Decide which kind of free you mean. A free chat window, a free API tier and downloadable weights are three unrelated things, and only the last one survives a vendor changing its mind.
A paid workspace earns its keep only if you genuinely switch between models during the day. If you open one chat window and stay there, you are paying for a feature you will not use.
Task map
Sources
Prices and limits on this page go stale fast. These are the primary sources — check them before you pay or deploy.
Connected sites
FAQ
DeepSeek is a Chinese AI company known for low-cost language models, especially DeepSeek-R1 for reasoning and DeepSeek-V3 for broad chat, coding and API use.
For Chinese AI, test Qwen, Kimi and GLM/Z.ai first. For mainstream everyday use, test ChatGPT, Claude and Gemini. For a premium all-in-one workspace, compare MultipleChat AI.

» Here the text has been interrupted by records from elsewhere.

PR #156, opened 2020-10-06
Refactor node page to use Service, Repository

VienNguyen24hdev:


apps/web/pages/node.tsx
```diff
@@ -27,19 +26,28 @@ const NodePage = () => {
...
-      .get('/api/v1/Node')
-      .then((res) => {
-        setNodes(res.data)
-      })
-      .catch((err) => {
-        console.log(err)
-      })
+    service
+      .getNodes()
+      .then((res: any) => setNodes(res.data))
```
webberwang, line 31: move the success then into `node-repository`. catch the error in `node-service`

apps/web/pages/node.tsx
```diff
@@ -58,8 +66,8 @@ const NodePage = () => {
   const handleCreateNode = (formData: any) => {
     console.log(formData)
 
-    axios
-      .post('/api/v1/Node', formData)
+    service
+      .createNode(formData)
```
webberwang, line 70: you can change to `createNode(formData, cb)`, then cb can call setNodes, setVisibility. if you need access to nodes, you can even do `createNode(formData, cb(nodes))`

where `cb = (nodes) => () => {}`

apps/web/pages/node.tsx
```diff
@@ -27,19 +26,28 @@ const NodePage = () => {
...
-      .catch((err) => {
-        console.log(err)
-      })
+    service
+      .getNodes()
+      .then((res: any) => setNodes(res.data))
+      .catch((err: any) => console.log(err))
+  }
+
+  const findChildren = (inputNodes: Array<any>) => {
```
webberwang, line 35: we have a `findNode` method for this, use vscode symbol search to find this method

apps/web/pages/node.tsx
```diff
@@ -70,28 +78,26 @@ const NodePage = () => {
...
     console.log(formData)
-    if (typeof editedNode?._id) {
-      return
-    }
 
-    axios
-      .patch(`/api/v1/Node/${editedNode._id}`, formData)
-      .then((res) => {
+    service
+      .updateNode(editedNode._id, formData)
```
webberwang, line 88: we actually want `id` instead of `_id`, we should 

node-repository_ts_—_codelab-reclone

I think we can have a single response mapper like this.

webberwang (changes requested):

DeepSeek is popular because it combines strong reasoning and coding performance, open-weight model releases and low-cost API economics in a way that challenged assumptions about AI development cost.
DeepSeek-R1 is the reasoning-focused model that made DeepSeek widely known. It is used for math, logic, coding reasoning and multi-step problem solving, but outputs still need verification.

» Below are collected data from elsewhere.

PR #158, opened 2020-10-07
Cz commit

### LINKED ISSUE #157: yarn commit. Numbers are not corresponding to hotkeys
## Current Behavior
If you type for example "3" it will select the third line from the top 

## Expected Behavior

1. All options have numbers
2. If you type number it will select the option with the corresponding number

webberwang:
Fixes #157


webberwang:
@aburtsev thanks for catching this!

PR #164, opened 2020-10-08
test(apps-web-e2e): create node form

aburtsev:
## Related Issue(s)

Fixes #


webberwang (changes requested):
- best not to have class names in the actual test, we can move those to the helper commands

DeepSeek-V3 is a general model family known for efficient Mixture-of-Experts style architecture, strong open-model positioning and broad chat/coding capability.
No. MultipleChat AI should be described as premium and paid, not as a free DeepSeek alternative.

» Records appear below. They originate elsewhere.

Issue #142, opened 2020-09-29
Enable form hooks


webberwang:
To add custom component follow these steps

1.  <img width="824" alt="element-factory_tsx_—_codelab__Workspace_" src="https://user-images.githubusercontent.com/26264925/94500789-07699380-01b5-11eb-93f9-8306ca631189.png">

2. <img width="1011" alt="Form_tsx_—_codelab__Workspace_" src="https://user-images.githubusercontent.com/26264925/94500837-2536f880-01b5-11eb-9509-1ffa5032272c.png">

3. Inside `Form`, we should using binding form hook ` const [form] = Form.useForm();`, then pass `form` as a leaf renderProp so all children component can access. Then you can access `this.              form.resetFields();` on the form success callback

webberwang:
@aburtsev I pushed the new refactor for the props, not sure if it allows us to create the custom form component.

If not could you look into modifying props flow so we are able to add the form hook as a custom component?

webberwang:
@aburtsev hey did you have any questions regarding this task?

aburtsev:
@webberwang I've seen the result of refactoring and that currently, I'm able to use form hooks. I'll try to implement a custom form that meets the requirements of the description.

PR #168, opened 2020-10-12
feat(libs-core-renderer): #142 enable form hooks

aburtsev:
ISSUES CLOSED: #142

## Related Issue(s)

Fixes #


webberwang:
Storybook_and_Franz

The `form` isn't getting passed, can you add a spec for reset?

webberwang (changes requested):
Storybook_and_Franz

The `form` isn't getting passed, can you add a spec for reset?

Important names include Qwen from Alibaba, Kimi from Moonshot AI, GLM from Z.ai/Zhipu, ERNIE from Baidu, Hunyuan from Tencent, Doubao from ByteDance, MiniMax, Baichuan and iFlytek Spark.
Compare Qwen, GLM/Z.ai, Kimi, Claude, ChatGPT, Llama and Mistral on your own repository. Do not trust a single benchmark screenshot.
For strict control, compare local/open models such as Llama, Mistral, Qwen or GLM deployments. For business SaaS, check vendor terms, retention, training policy and admin controls.
It depends on the data, vendor, region, contract and deployment. Do not upload sensitive company, legal, health or customer data without approval.
Sometimes for price-sensitive reasoning or coding workflows, but ChatGPT is usually more polished as a broad consumer assistant. Test both with your own tasks.
For writing and long documents, Claude. For cost and for running the weights yourself, DeepSeek. They are not really competing for the same job.
Use a premium workspace when model choice, files, collaboration and convenience save more time than the subscription costs. Use free/open models when cost or control matters more.